Everything comes at a cost. In this case, the health processor needs to do more work to determine if some manifest version still mentions a particular segment. Without versioning, the presence of a “final” delete marker is sufficient enough of a signal that there is no manifest that has the segment. In the versioning case, there is some element of doubt as to whether there may be some version of the manifest that wasn’t linked properly in the versioning chain, or that was offline at the wrong time, or there was some sort of network error and the manifest exists but couldn’t be found for some reason. In this case, we age out the segments by some number of consecutive examinations of the segment before actually deleting it. This means that segment reclamation can take 5 or more HP cycles in a versioned bucket. For many clusters, this may take a year or more.
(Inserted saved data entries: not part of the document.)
PR #7959, opened 2025-12-19
refactor: more JSON-RPC migration in transmission-qt

ckerr:
Part of #7891.

- When saving `settings.json` on shutdown, use `api_compat::convert_outgoing_data()`
- Remove references to kebab, camel strings.
- Build RPC messages in JSON-RPC 2.0 format.
- When sending RPC messages, use `api_compat::convert_outgoing_data()`
- When receiving RPC responses, use `api_compat::convert_incoming_data()`

Confirmed that a build with this branch can talk to a 4.0.6 server. :+1: 

There a couple of tasks left:

- [ ] the sort mode & show mode work that started in #7952 needs to be finished. However those two settings are a bigger chunk of work than you'd think, so I'll continue on that in a followup PR.
- [ ] The Qt RPC client should listen to https://github.com/transmission/transmission/pull/7958 to know whether to send Tr4 or Tr5 requests. This would replace `api_compat::convert_outgoing_data()` calls in RpcClient.cc

### DIFF
--- a/qt/RpcClient.cc
+++ b/qt/RpcClient.cc
@@ -302,7 +302,7 @@ RpcResponse RpcClient::parseResponseData(tr_variant& response) const
         {
             if (auto const errmsg = error_map->value_if<std::string_view>(TR_KEY_message))
             {
-                ret.errmsg = QString::fromUtf8(*errmsg);
+                ret.errmsg = QString::fromUtf8(std::data(*errmsg), std::size(*errmsg));
             }
         }
     }


qt/RpcClient.cc
```diff
@@ -26,42 +27,35 @@
...
+[[nodiscard]] int64_t nextId()
 {
-    static int64_t tag = {};
-    return tag++;
+    static int64_t id = {};
+    return id++;
 }
 
-[[nodiscard]] std::pair<tr_variant, int64_t> buildRequest(tr_quark const method, tr_variant* args)
+[[nodiscard]] std::pair<tr_variant, int64_t> buildRequest(tr_quark const method, tr_variant* params)
```
tearfur, line 44: `params` can be `tr_variant const*`, or we can move from `*params`.

ckerr: Well spotted, that comes right up to the edge of where this PR overlaps with another piece I'm working on to remove all the old C-style `tr_variantDictFoo()`  calls in `qt/Session.cc`. I'll look at changing the signature there.

PR #7960, opened 2025-12-19
refactor: remove `tr_variant::VisitAdapter`

tearfur:
This PR is just to demonstrate what I have in mind when I say we should remove `tr_variant::VistitAdapter` at https://github.com/transmission/transmission/pull/7953#discussion_r2633553552. But if the idea is liked, the PR is ready to be merged as-is.

N.B. `tr_variant::merge()` is not the only code that uses `tr_variant::visit()`, but only `tr_variant::merge()` needed an update. This is because all other users of `tr_variant::visit()` is a functor that has `operator()(std::string_view)`, so `std::string::operator std::string_view()` handles the change seamlessly for us.


ckerr:
> N.B. tr_variant::merge() is not the only code that uses tr_variant::visit(), but only tr_variant::merge() needed an update. This is because all other users of tr_variant::visit() is a functor that has operator()(std::string_view), so std::string::operator std::string_view() handles the change seamlessly for us.

:exploding_head:

ckerr:
Assuming that we figure out a way to ship  #7953, I love the way this PR removes a lot of complex code.

ckerr (approved):
Needs an update to fix context shear, but otherwise LGTM

PR #7963, opened 2025-12-19
feat: Qt client now formats RPC requests in the RPC server's preferred style

ckerr:
Part of #7891. Followup of  #7958 and #7959.

- The Qt client skips the `api_compat::convert()` step when it's a local session: we don't need it there because the local session's behavior is compiled in at build time.

- When the Qt client gets an RPC response that has a `X-Transmission-Rpc-Version` header, it uses that info to decide how to format future RPC requests.

- Log a nonfatal warning if the server's RPC version has a higher semver-major version than the Qt client's (i.e. if the server may have breaking changes that this version of the client doesn't support).

### DIFF
--- a/libtransmission/rpcimpl.h
+++ b/libtransmission/rpcimpl.h
@@ -11,8 +11,13 @@
 struct tr_session;
 struct tr_variant;
 
-auto inline constexpr TrRpcVersionSemver = std::string_view{ "6.0.0" };
-auto inline constexpr TrRpcVersionSemverMajor = 6;
+#define RPC_VERSION_VARS(major, minor, patch) \
+    auto inline constexpr TrRpcVersionSemver = std::string_view{ #major "." #minor "." #patch }; \
+    auto inline constexpr TrRpcVersionSemverMajor = major;
+
+RPC_VERSION_VARS(6, 0, 0)
+
+#undef RPC_VERSION_VARS
 
 namespace JsonRpc
 {


libtransmission/rpcimpl.h
```diff
@@ -12,6 +12,7 @@ struct tr_session;
 struct tr_variant;
 
 auto inline constexpr TrRpcVersionSemver = std::string_view{ "6.0.0" };
+auto inline constexpr TrRpcVersionSemverMajor = 6;
```
tearfur: I wonder if something like this is worth it here.

```c++
#define RPC_VERSION_VARS(major, minor, patch) \
    auto inline constexpr TrRpcVersionSemver = std::string_view{ #major "." #minor "." #patch }; \
    auto inline constexpr TrRpcVersionSemverMajor = major;

RPC_VERSION_VARS(6, 0, 0)

#undef RPC_VERSION_VARS
```

qt/RpcClient.cc
```diff
@@ -107,6 +108,7 @@ RpcResponseFuture RpcClient::exec(tr_quark const method, tr_variant* args)
     }
     else if (!url_.isEmpty())
     {
+        req = api_compat::convert(req, network_style_);
```
tearfur, line 111: Actually, we can save some more CPU cycles here by only calling `convert` if `network_style_ == Style::Tr4`.

ckerr: I'm going to make `convert()` a pass-through when the payload's style is the same as the desired style. That way we'll get that benefit everywhere we call it.

tearfur: That works.

libtransmission/rpcimpl.h
ckerr: Added in b91075d49d10146e0ba0d3d4c6f0783685eb5e07

PR #7964, opened 2025-12-19
refactor: add new transmission::app namespace

ckerr:
Move `FavIconCache` into a new `transmission::app` namespace.

I intend to add a couple more small pieces into libtransmission to avoid code repetition between the Qt and GTK apps. (Migrating the `sort-by-foo` and `show-foo` settings in `settings.json` to snake_case).

We should consider making another module for these pieces if they start to pile up; but for now, let's cordon them into their own namespace.

### DIFF
--- a/gtk/FaviconCache.cc
+++ b/gtk/FaviconCache.cc
@@ -11,6 +11,7 @@
 #include <glibmm/main.h>
 #include <glibmm/miscutils.h>
 
+using namespace transmission::app;
 using Icon = Glib::RefPtr<Gdk::Pixbuf>;
 
 template<>
--- a/gtk/Session.cc
+++ b/gtk/Session.cc
@@ -57,6 +57,7 @@
 #include <utility>
 
 using namespace std::literals;
+using namespace transmission::app;
 
 class Session::Impl
 {
--- a/gtk/Session.h
+++ b/gtk/Session.h
@@ -71,7 +71,7 @@ public:
 
     tr_torrent* find_torrent(tr_torrent_id_t id) const;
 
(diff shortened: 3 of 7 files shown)


reardonia:
> I intend to add a couple more small pieces into libtransmission to avoid code repetition between the Qt and GTK apps. (Migrating the `sort-by-foo` and `show-foo` settings in `settings.json` to snake_case).
> 
> We should consider making another module for these pieces if they start to pile up; but for now, let's cordon them into their own namespace.

I vote for a separate app-lib rather than bringing all this into libtransmission.  Would love to keep transmission-daemon as tight as possible.  I could argue even having quarks for the UI's separated out.

ckerr:
> I vote for a separate app-lib rather than bringing all this into libtransmission. Would love to keep transmission-daemon as tight as possible. I could argue even having quarks for the UI's separated out.

I agree it would be cleaner to have these separated.

The other side of the argument is that it would e a lot more complexity to separate things out. For example just to move out the interned strings we'd need

- A way for methods like `tr_quark_lookup()` and `tr_quark_get_string_view()` to handle multiple sets of keys in different libraries
- `api_compat` would need to be split into pieces, since the piece in `libtransmission` would no longer have knowledge of the keys it needs to convert everything
- Since the entire existing array of interned strings takes < 25 KiB in a build, the benefit to transmission-daemon would be a fraction of that.

It's doable, but is it worth the effort? ie are you volunteering to do the separation and write tests? :smile_cat:

ckerr:
I'm going to merge this as-is but FWIW @reardonia that's not to shut down discussion. I'm happy to continue this in another thread.

Issue #7530, opened 2025-03-31
[Looking for input] Remove the app-layer filesystem cache


tearfur:
This ticket will serve as both a platform for discussion and a place to track progress.

## Background

We currently have an app-layer filesystem cache to group filesystem writes, whose size is controlled by `cache-size-mb`. I am looking to axe this feature to quell the user confusion surrounding it, as well as reduce the load on developers.

While it has been beneficial to those with storage mediums with bad random access performance (some real examples I saw are USB sticks and tape), it has complicated the application logic in various areas, and many users are confused about how big the cache should be.

Some complications we are having with it now:

- In some error cases, Transmission will endlessly write to the cache without flushing it, eating up RAM #5797. This should be fixable without removing the cache, but it's tricky.
- It delays the pieces from being written to the filesystem, causing problems for those looking to stream with Transmission's new sequential download feature, and thus needing additional logic #7489.
- People with a filesystem cache wants it disabled, as Transmission's cache only causes slowdowns in this case. We had to add new logic for this #5668.
- Some confused users are setting the cache to a very large size, causing large amounts of data loss when Transmission quit unexpectedly #7283. In general, the cache is a common cause of data loss and desynced torrent state.
- In general, I can see a lot of questions surrounding the optimal value of `cache-size-mb` in various forums, with a wide range of different theories, prompting me to raise #7519.

## Looking for input from experts

It's not clear to me how disruptive it is to users to remove the cache from Transmission. My main question is:

Are OS-level filesystem caches common enough so that those who need a cache can be sure to find a solution (without being an expert) after we remove ours? By the end of the discussion, I'd like to compile a list of solutions for each OS, so that (1) I feel confident that users have an alternative, and (2) users can refer to this list when looking for solutions after we axe the cache.

Feel free to list the solutions even for just 1 OS!

andreygursky:
TL;DR
Please don't remove the program-layer file write cache. It's a feature, that OS filesystem cache doesn't replace.

More details.
[...]

PR #7971, opened 2025-12-20
refactor: rename `cache_size_mb` to `cache_size_mib`

tearfur:
Since we are already maintaining 2 sets of strings, rename the newer string for disk cache to IEC standard units.

Notes: Renamed setting to `cache_size_mib` to reflect the correct size units.

> [!NOTE]
> ~I want to wait for most work in #7891 for `4.1.0` to finish before merging this one to avoid conflicts.~


ckerr:
IMO we should decide on https://github.com/transmission/transmission/issues/7530 before this PR: there's no need to rename if we're going to remove

tearfur:
From a pure technical standpoint #7530 and this PR has no conflict. But if you're worried that merging this will give people the idea that we've decided keep the cache, then I'm fine with closing this PR.

ckerr:
Thinking about it again -- I don't think that 7530 will be decided before the release window for 4.1.0 closes :disappointed: 

I'm fine with the idea of renaming this sooner rather than later

PR #7978, opened 2025-12-22
refactor: add `libtransmission-app`

ckerr:
tldr is making enum classes for `SortMode` and `FilterMode` and adding `tr_variant` converters so that they can be serialized / deserialized in `settings.json`.

HOWEVER @reardonia is right that this isn't core to a BitTorrent library. So some of this PR is made up of making a new `libtransmission-app` directory + CMake scaffolding where code can be shared between the Qt and GTK apps without using libtransmission.

1. Add a new `libtransmission-app` lib where the Qt and GTK apps can share code.
2. Move the `FaviconCache` class from `libtransmission` to `libtransission-app`
3. Add `SortMode` and `ShowMode` enumerations to `libtransmission-app`
4. Register `SortMode` and `ShowMode` with `serializer::Converters`  so they can be used in `settings.json`
5. Update Qt code to use `SortMode` and `ShowMode` (previously: `FilterMode`)
6. Update GTK code to use `SortMode` and `ShowMode` (previously: `Activity`)

### DIFF
--- a/qt/Session.cc
+++ b/qt/Session.cc
@@ -678,6 +678,8 @@ using TorrentProperties = Session::TorrentProperties;
             };
     }
     // clang-format on
+
+    return {};
 }
 } // namespace
 


reardonia:
Cool!

Would we consider moving PSL support to this library?

ckerr:
My first thought is that it's trickier, since PSL is a very useful key and we'd be removing it from RPC.

But I'll give it another look.

reardonia:
> My first thought is that it's trickier, since PSL is a very useful key and we'd be removing it from RPC.
> 

Kind of, but kind of not.  It was only added in Tr4, and there was no easy way to know (from RPC perspective) whether the domain names that were returned were with or without PSL.  I don't think there is an RPC client that actually depends on this behavior for anything other than UI.

PR #7980, opened 2025-12-22
feat: sync the values of `preferred_transports` and `*_enabled`

tearfur:
`preferred_transports` are meant as replacement and extension of `tcp_enabled` and `utp_enabled`. `tcp_enabled` and `utp_enabled` are deprecated, but we cannot remove them during `4.x.x` because they are part of the RPC API.

This PR adds logic to sync these settings so that their values are always consistent, or in other words, they will always be logically equivalent. The logic goes both ways

- `preferred_transports` to `*_enabled`: `tr_session::Settings::fixup_from_preferred_transports()`, invoked whenever `preferred_transports` is modified via RPC, and when loading `settings.json` provided that `preferred_transports` exists.
- `*_enabled` to `preferred_transports`: `tr_session::Settings::fixup_to_preferred_transports()`, invoked whenever `*_enabled` are modified via RPC, and when loading `settings.json` provided that `preferred_transports` does not exist.

Some peer IO and handshake code was also refactored to move away from `*_enabled`.

### DIFF
--- a/libtransmission/session.h
+++ b/libtransmission/session.h
@@ -392,60 +392,8 @@ public:
             load(src);
         }
 
-        void fixup_from_preferred_transports()
-        {
-            utp_enabled = false;
-            tcp_enabled = false;
-            for (auto const& transport : preferred_transports)
-            {
-                switch (transport)
-                {
-                case TR_PREFER_UTP:
-                    utp_enabled = true;
-                    break;
-                case TR_PREFER_TCP:
-                    tcp_enabled = true;
-                    break;
-                default:
-                    break;
-                }
-            }
-        }
-
-        void fixup_to_preferred_transports()
-        {
-            if (!utp_enabled)
-            {
-                auto const remove_it = std::remove(
-                    std::begin(preferred_transports),
-                    std::end(preferred_transports),
-                    TR_PREFER_UTP);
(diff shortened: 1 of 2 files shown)


libtransmission/session.h
```diff
@@ -392,9 +392,76 @@ struct tr_session
             load(src);
         }
 
+        void fixup_from_preferred_transports()
```
ckerr: Can these longer methods be declared in Session.h but defined in Session.cc?

tearfur: 79ad6ba004420e15a040d96f557fb03be2d7fba9

reardonia:
@tearfur is it your expectation that starting `transmission-daemon` with "no-utp" would set `enable-utp` to false?  Does not seem to be the case currently (with this PR).

If `enable-utp` is set to false in settings.json, it is reset to true, presumably following the order of `preferred_transports` ?

Note also, if there is no `preferred_transports` in settings,json, which would be the case on an upgrade, the `enable-utp` setting is ignored and reset to true.

EDIT: seems broken overall?  `transmission-remote --no-utp` has no effect anymore?

tearfur:
Oop, nice catch there.

Now is a good time to add `--preferred-transports` to the daemon just like `transmission-remote`.

PR #7985, opened 2025-12-23
fix: work around a dumb rapidjson bug

ckerr:


tearfur:
If you encountered this bug in the wild, could it indicate a bug somewhere in our code? In what situation do we get a `tr_variant` containing a nullptr `std::string_view`?

ckerr:
I don't think this is a bug in our code; I think it's a behavior difference in the std library I'm using here: this crash happened right after I upgraded to g++15 on an Ubuntu 24.10. It was working right before the upgrade.

IMO this is a rapidjson bug: there's nothing that prevents std::string_view from having a  nullptr when length is zero.

ckerr:
@tearfur different topic -- do you want to add `api_compat` support to rpcimpl.cc? I'm fine with either of us doing it, but I'd really like to get that code in the next beta.

tearfur:
> there's nothing that prevents std::string_view from having a nullptr when length is zero.

This I agree, and my question wasn't about this.

My question was, I can't think of a situation where we will encounter nullptr `tr_variant` in practice. So I'm really curious how you found out about this bug.

~IIRC, to get a nullptr `tr_variant`, the only way is `tr_variant::unmanaged_string(std::string_view{ nullptr, 0U })`. It's very explicit, because you have to use this specific `std::string_view` constructor and this specific `tr_variant` factory. You can't do it by accident.~

Edit: I did not realise that the default `std::string_view{}` constructor produces nullptr too.

https://godbolt.org/z/7Y8jo17xo

> different topic -- do you want to add `api_compat` support to rpcimpl.cc? I'm fine with either of us doing it, but I'd really like to get that code in the next beta.

I'm already working on it. But I've been distracted by a lot of other things the past week, so progress has been slow.

When do you want the next beta?

ckerr:
> When do you want the next beta?

Early January

tearfur:
Right, I'll get rpcimpl migrated as second priority. First priority is finish reviewing #7986, because a lot of quarks can go into `_APICOMPAT` in my rpcimpl branch once #7986 is merged.

PR #7986, opened 2025-12-23
refactor: migrate transmission-remote to JSON-RPC

ckerr:
Part of #7891

Migrate `transmission-remote` to JSON-RPC.

- Build outgoing requests in JSON-RPC format natively.
- Use `api_compat::convert() on outgoing requests: default to legacy format, but send JSON-RPC if we see X-Transmission-Rpc-Version
- Use `api_compat::convert_incoming_data()` to ensure incoming repsonses are in JSON-RPC
- Remove references to `_kebab`, `_camel` keys

Oof, I don't love doing remote.cc refactors  :roll_eyes: There are some crazy code smells in here and we don't have any tests. TBH we probably ought to break this into a couple of different files s.t. we could link the internals into a remote-test.cc gtest file :thinking:

### DIFF
--- a/utils/remote.cc
+++ b/utils/remote.cc
@@ -2464,6 +2464,9 @@ int flush(char const* rpcurl, tr_variant* const var, RemoteConfig& config)
             status |= process_response(rpcurl, buf, config);
             break;
 
+        case 204:
+            break;
+
         case 409:
             // Session id failed. Our curl header func has already
             // pulled the new session id from this response's headers.


utils/remote.cc
```diff
@@ -2280,117 +2228,118 @@ void filter_ids(tr_variant::Map const& map, RemoteConfig& config)
...
+    if (!top)
     {
-        fmt::print(stderr, "Unable to parse response '{}'\n", response);
-        status |= EXIT_FAILURE;
+        fmt::print(stderr, "Response was not a JSON object\n");
+        return EXIT_FAILURE;
     }
-    else if (auto* map_ptr = top->get_if<tr_variant::Map>(); map_ptr == nullptr)
+
+    if (!top->contains(TR_KEY_jsonrpc))
```
tearfur:
```suggestion
    if (auto const jsonrpc = top->value_if<std::string_view>(TR_KEY_jsonrpc); jsonrpc != JsonRpc::Version)
```

utils/remote.cc
```diff
@@ -2280,117 +2228,118 @@ void filter_ids(tr_variant::Map const& map, RemoteConfig& config)
...
     {
-        fmt::print(stderr, "Response was not a JSON object\n");
-        status |= EXIT_FAILURE;
+        fmt::print(stderr, "Response was not JSON-RPC\n");
```
tearfur:
```suggestion
        fmt::print(stderr, "Response was not JSON-RPC 2.0\n");
```

utils/remote.cc
```diff
@@ -2280,117 +2228,118 @@ void filter_ids(tr_variant::Map const& map, RemoteConfig& config)
...
-        else
-        {
-            auto const tag = map.value_if<int64_t>(TR_KEY_tag).value_or(-1);
-            switch (tag)
-            {
-            case TAG_SESSION:
-                print_session(map);
-                break;
+        auto const errmsg = errmap->value_if<std::string_view>(TR_KEY_message).value_or("unknown error");
+        fmt::print("Error: {:s}\n", errmsg);
```
tearfur: Not sure why I can't select the lines I wanted here, but please know that this suggested change is meant for the whole `if` block minus `return EXIT_FAILURE;`.

```c++
        auto errmsg = std::optional<std::string_view>{};

        if (auto const* const data = errmap->find_if<tr_variant::Map>(TR_KEY_data))
        {
            errmsg = data->value_if<std::string_view>(TR_KEY_error_string);
        }

        if (!errmsg)
        {
            errmsg = errmap->value_if<std::string_view>(TR_KEY_message);
        }
        
        fmt::print("Error: {:s}\n", errmsg.value_or("unknown error"sv));
```

utils/remote.cc
```diff
@@ -2280,117 +2228,118 @@ void filter_ids(tr_variant::Map const& map, RemoteConfig& config)
...
-                break;
+    case ID_PEERS:
+        print_peers(*result);
+        break;
 
-            case TAG_PORTTEST:
-                print_port_test(map);
-                break;
+    case ID_LIST:
+        fmt::print(stderr, "calling print_torrent_list\n");
```
tearfur: Was this line left in by accident?

utils/remote.cc
```diff
@@ -2280,117 +2228,118 @@ void filter_ids(tr_variant::Map const& map, RemoteConfig& config)
...
         }
-    }
-    else
-    {
-        status |= EXIT_FAILURE;
+        [[fallthrough]];
+
+    default:
+        fmt::print("{:s} responded: {:s}\n", rpcurl, response);
+        return EXIT_FAILURE;
```
tearfur: Looks like a regression here.

```suggestion
        break;
```

utils/remote.cc
```diff
@@ -2457,21 +2406,50 @@ void tr_curl_easy_cleanup(CURL* curl)
...
+    }
+
+    return 60L; /* default value */
+}
+
+[[nodiscard]] std::string serialize_payload(tr_variant const* const var, RemoteConfig const& config)
+{
+    auto serde = tr_variant_serde::json();
+    serde.compact();
+    fmt::print(stderr, "{:s}:{:d} serializing payload to {:d}\n", __FILE__, __LINE__, static_cast<int>(config.network_style));
```
tearfur: I *think* this is what you meant.

```suggestion
    if (config.debug)
        fmt::print(stderr, "{:s}:{:d} serializing payload to {:d}\n", __FILE__, __LINE__, static_cast<int>(config.network_style));
    }
```

utils/remote.cc
```diff
@@ -2457,21 +2406,50 @@ void tr_curl_easy_cleanup(CURL* curl)
...
+
+    if (config.network_style == api_compat::Style::Tr5)
+    {
+        return serde.to_string(*var);
+    }
+
+    auto tmp = var->clone();
+    api_compat::convert(tmp, config.network_style);
+    return serde.to_string(*var);
```
tearfur:
```suggestion
    return serde.to_string(tmp);
```

utils/remote.cc
```diff
@@ -2457,21 +2406,50 @@ void tr_curl_easy_cleanup(CURL* curl)
     }
 }
 
-int flush(char const* rpcurl, tr_variant* benc, RemoteConfig& config)
+[[nodiscard]] long get_timeout_secs(std::string_view req)
+{
+    if (req.find(R"("method":"blocklist-update")") != std::string_view::npos)
```
tearfur: Need another case for `blocklist_update`.

utils/remote.cc
```diff
@@ -2492,12 +2470,12 @@ int flush(char const* rpcurl, tr_variant* benc, RemoteConfig& config)
...
+            // Session id failed. Our curl header func has already
+            // pulled the new session id from this response's headers.
+            // Build a new CURL* and try again
             tr_curl_easy_cleanup(curl);
             curl = nullptr;
-            status |= flush(rpcurl, benc, config);
+            status |= flush(rpcurl, var, config);
             break;
 
         default:
```
tearfur, line 2479: I implemented a new HTTP 204 response code for JSON-RPC's notifications.

In the PR's current state, `transmission-remote` produces quite a few of these "notification" requests, so we need a new 204 switch case.

utils/remote.cc
```diff
@@ -3235,13 +3218,14 @@ int process_args(char const* rpcurl, int argc, char const* const* argv, RemoteCo
         else if (step_mode == MODE_TORRENT_REMOVE)
         {
             auto map = tr_variant::Map{ 2 };
```
tearfur:
```suggestion
            auto map = tr_variant::Map{ 3U };
```

utils/remote.cc
```diff
@@ -3325,57 +3315,64 @@ int process_args(char const* rpcurl, int argc, char const* const* argv, RemoteCo
...
             case 960:
                 {
-                    auto map = tr_variant::Map{ 2 };
-                    auto args = tr_variant::Map{ 3 };
-                    args.try_emplace(TR_KEY_location, optarg_sv);
-                    args.try_emplace(TR_KEY_move, true);
-                    add_id_arg(args, config);
-                    map.try_emplace(TR_KEY_method, tr_variant::unmanaged_string(TR_KEY_torrent_set_location_kebab));
-                    map.try_emplace(TR_KEY_arguments, std::move(args));
+                    auto params = tr_variant::Map{ 2U };
```
tearfur:
```suggestion
                    auto params = tr_variant::Map{ 3U };
```

utils/remote.cc
```diff
@@ -3325,57 +3315,64 @@ int process_args(char const* rpcurl, int argc, char const* const* argv, RemoteCo
...
                     status |= flush(rpcurl, &top, config);
                 }
                 break;
 
             case 962:
                 {
-                    auto map = tr_variant::Map{ 2 };
-                    map.try_emplace(TR_KEY_method, tr_variant::unmanaged_string(TR_KEY_port_test_kebab));
-                    map.try_emplace(TR_KEY_tag, TAG_PORTTEST);
+                    auto map = tr_variant::Map{ 2U };
```
tearfur:
```suggestion
                    auto map = tr_variant::Map{ 3U };
```

utils/remote.cc
```diff
@@ -2457,21 +2406,50 @@ void tr_curl_easy_cleanup(CURL* curl)
...
+    auto serde = tr_variant_serde::json();
+    serde.compact();
+    fmt::print(stderr, "{:s}:{:d} serializing payload to {:d}\n", __FILE__, __LINE__, static_cast<int>(config.network_style));
+
+    if (config.network_style == api_compat::Style::Tr5)
+    {
+        return serde.to_string(*var);
+    }
+
+    auto tmp = var->clone();
```
tearfur: Since `var` is going to be cleared at the end of `flush()`, implying that the value won't be used after the `flush()` call, looks like it's safe to convert `var` into a non-const pointer and convert it in-place, instead of cloning to `tmp`. We shave off some CPU and memory overhead by doing so.

AFAICT the logic still works even with flush()'s recursion.

If we go ahead with this, then https://github.com/transmission/transmission/pull/7986#discussion_r2642224722 is irrelevant.

utils/remote.cc
```diff
@@ -2457,21 +2406,50 @@ void tr_curl_easy_cleanup(CURL* curl)
...
+    return 60L; /* default value */
+}
+
+[[nodiscard]] std::string serialize_payload(tr_variant const* const var, RemoteConfig const& config)
+{
+    auto serde = tr_variant_serde::json();
+    serde.compact();
+    fmt::print(stderr, "{:s}:{:d} serializing payload to {:d}\n", __FILE__, __LINE__, static_cast<int>(config.network_style));
+
+    if (config.network_style == api_compat::Style::Tr5)
```
tearfur: If your comment at https://github.com/transmission/transmission/pull/7963#discussion_r2636768174 (make `convert()` passthrough) still stands, then I think we don't need this `if` block.

ckerr: ff1364e6

utils/remote.cc
ckerr: c4fc5530c7d6f763d1aa20223fd06309de3572a7

utils/remote.cc
ckerr: c4fc5530c7d6f763d1aa20223fd06309de3572a7

utils/remote.cc
ckerr: c4fc5530c7d6f763d1aa20223fd06309de3572a7

utils/remote.cc
ckerr: cf6082022

utils/remote.cc
ckerr: 544ee9430dd9d4f013cf387e68ac7ee7f3626dc3

utils/remote.cc
ckerr: 11d57b02b2cad4564b60ce0b58a9c8a54ddcd5cc

utils/remote.cc
ckerr: 04d6b0a8b3af0e88dd753a74e60d61f6ad1d342d

utils/remote.cc
ckerr: 41e2fe19eb96fc29cc2234c0e8e8f7aaf6e87ea3

utils/remote.cc
ckerr: 109eadaa32f9b3196e9da89e710faff4e57793bc

utils/remote.cc
ckerr: 6ec1dc089b5c47301fdd13b78d1fdb7a500295be

utils/remote.cc
ckerr: 6ec1dc089b5c47301fdd13b78d1fdb7a500295be

utils/remote.cc
ckerr: a7c8036e572f35862ab506670d5bef8cf02b34b

utils/remote.cc
tearfur: Ah, nice that you reference `JsonRpc::Version` instead of hard coding the version into the log string. 👍🏻

utils/remote.cc
ckerr: Is there any action we need to take when we get a 204 back?

tearfur: I don't think there is, so the switch case is just going to be a `break;` statement.

ckerr: 35af68af1734cb1993327b3ffad6c73171d9e93c

PR #7988, opened 2025-12-23
feat: update daemon args for `preferred_transports`

tearfur:
Add `--preferred-transports` to daemon; fix and deprecate `--(no-)utp`.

This segment cleanup issue disproportionately impacts clusters with a high turnover of objects in one or more versioned bucket. Most Veeam buckets fit this profile.
We don’t have a silver bullet solution here, but there are a number of things to consider and monitor.
First, make sure the Veeam instance(s) are using the recommended configuration. This generally means larger object sizes and fewer objects. Consider longer backup retention policies and less frequent backups.
The main setting that controls segment reclamation is health.segManifestGCMissCount. It defaults to 5, but older versions of Swarm have a larger default that can just be overwritten with the new default. In a healthy cluster, it is acceptable to use a value of 3, but lower values are not recommended. By reducing this setting, you are reducing the number of HP cycles needed to reclaim EC segments. There are other settings related to how frequently the segment looks for the manifest and how much time must have passed since the manifest has been found, but in most clusters, these defaults do not impede segment cleanup.
HP cycle time is also a consideration. Remember that recoveries pause HP examinations, so frequent or stuck recoveries should be monitored in phone home. Also, if there is any node with an abnormally long predicted HP cycle time in phone home, it may be worth looking for a poorly performing disk. HP can be sped up by reducing health.examDelay. The problem here is that versions prior to 15.3 are susceptible to the main process getting overloaded and causing cluster instability. Ideally, the main process CPU utilization should be less than 80 throughout the cluster on multiple samples before speeding up HP.
There may be some situations where not using EC in these buckets is appropriate. The main concern is that Veeam adjusts retention policies on various objects, causing a variant COPY. In a non-versioned bucket, this will immediately create trapped space for the object being replaced… and later, when that object is removed, but both of those operations will NOT require multiple HP cycles for reclamation, so the tradeoffs are complicated. Best practice recommendations are still in progress here.